成功事例から学ぶPM理論による人材マネジメント

成功事例から学ぶPM理論による人材マネジメント

PM理論を取り入れたマネジメントを行うといっても、その進め方がわからないという企業も多いでしょう。そこで、実際に成功している企業事例をご紹介します。

日立のリーダー育成事例

世界でも有名な日本を代表する企業の一つ日立製作所では、まさにPM理論を取り入れている事例があります。それは日立グループの教育・研修機関(株式会社日立アカデミー)で、積極的にリーダーを育成していることです。

大学教授や外部の有識者によれば、日立の社員は真面目で課題解決の能力が高い一方、ビジョンがなかったり、リスクを取らなかったり(難題にチャレンジしない)といった弱みがありました。これはPM理論でいうpM型と言えます。

そのため、2011年からグローバルな人材として活躍できる次世代のリーダーを創出するプロジェクトを立ち上げ、継続的にリーダーの育成を行っています。

情報引用元:株式会社日立アカデミーホームページ

ジョンソン・エンド・ジョンソンのリーダーシップ追求

製薬・ヘルスケア関連の製品を扱うジョンソン・エンド・ジョンソンの日本法人では、社員一人ひとりがリーダーシップを発揮できる環境づくりに力を入れています。

とりわけ管理職に対しては、マネージャー研修とコーチング研修を実施しており、これは言うまでもなく目標達成機能と集団維持機能の両方の強化につながります。

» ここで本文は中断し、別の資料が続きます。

PR #13951, opened 2022-01-25
[OAuth2] Enable configurable preemptive token refresh in Java Client

michaeljmarshall:
### Motivation

This is a draft PR for a PIP I plan to submit. I still need to add tests and documentation for this feature.

The core feature that I am adding is the ability to refresh the OAuth2 token in the background without affecting the current token. This will improve stability for OAuth2 users, especially if/when their IDP is unavailable.

### Modifications

* Add a `ScheduledThreadPoolExecutor` to the `AuthenticationOAuth2` and schedule refresh token tasks to preemptively refresh a token.

### Verifying this change

I will add tests before removing the draft status of this PR.

### Does this pull request potentially affect one of the following parts:

This PR changes the default behavior of the `AuthenticationOAuth2` class and it also adds a new configuration value for end users. I plan to discuss the change on the mailing list.

### Documentation

- [x] `doc-required` 

I will add documentation once the feature design is solidified.

PR #25363, opened 2026-03-19
[improve][client] Enable configurable preemptive OAuth2 token refresh

lhotari:
Continuation of #13951 (originally authored by @michaeljmarshall). Rebased onto master, merge conflicts resolved, and all reviewer feedback addressed.

### Motivation

In some client use cases it is helpful to start refreshing the OAuth2 token in the background before it expires. This reduces latency spikes caused by blocking token-fetch calls and improves resilience when the Identity Provider is temporarily unavailable.

A key use case is reducing coupling to OAuth server availability. When the feature is enabled, the client continuously attempts to refresh the token in the background using exponential backoff, while continuing to serve requests with the existing valid token. This means a transient OAuth server outage does not immediately affect the Pulsar client — the client tolerates the outage for as long as the current token remains valid, which can be up to `(1 - earlyTokenRefreshPercent) * expires_in` seconds after the first refresh failure.

### Modifications

**Core feature (`AuthenticationOAuth2`)**
* Add optional preemptive background token refresh, scheduled at `earlyTokenRefreshPercent * expires_in` milliseconds after a successful fetch.
* Default value is `1` (100 %), which **disables** the feature and preserves existing behaviour.
* On refresh failure the scheduler retries with exponential backoff; a final synchronous attempt is made on the next `getAuthData()` call if the token has since expired.
* Replace the per-instance `ScheduledThreadPoolExecutor` (raised as a reviewer concern) with a **shared static `INTERNAL_SCHEDULER`** that uses `io.netty.util.concurrent.DefaultThreadFactory` (daemon threads, named `oauth2-token-refresher`) and allows the core thread to time out after 10 s of idle time — so no OS thread is held when no instances are actively refreshing.
* Callers may supply their own `ScheduledExecutorService`; this class never shuts it down.
* `close()` cancels the pending refresh task via the scheduler thread to avoid a race where a running refresh re-schedules itself; neither the shared nor the caller-supplied scheduler is shut down.
* Add `earlyTokenRefreshPercent` JSON configuration parameter, enabling the feature for broker-side / reflection-created instances. Accepts a **decimal** (`"0.8"` → 0.8) or an **integer percentage** (`"80"` → 0.8, `"100"` → 1.0 = disabled).

**`AuthenticationFactoryOAuth2`** (updated)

こうしたPM型の人材を育成する体系が確立されていることは、企業を成長させる十分な要件と言えるでしょう。

情報引用元:ジョンソン・エンド・ジョンソン日本法人ホームページ

おわりに〜企業の成長にリーダーシップは欠かせない

企業が成長するためにはリーダーシップが非常に大切であることはお伝えした通りですが、そのリーダーシップをしっかりと発揮できる人材を育成する最初の一歩が、PM理論への理解を深めることです。

研修や職場内での教育を通じて、目標設定能力の向上やチームビルディングなど、リーダーに必要なスキルが身につく環境を整え、PM型リーダーの醸成に注力していきましょう。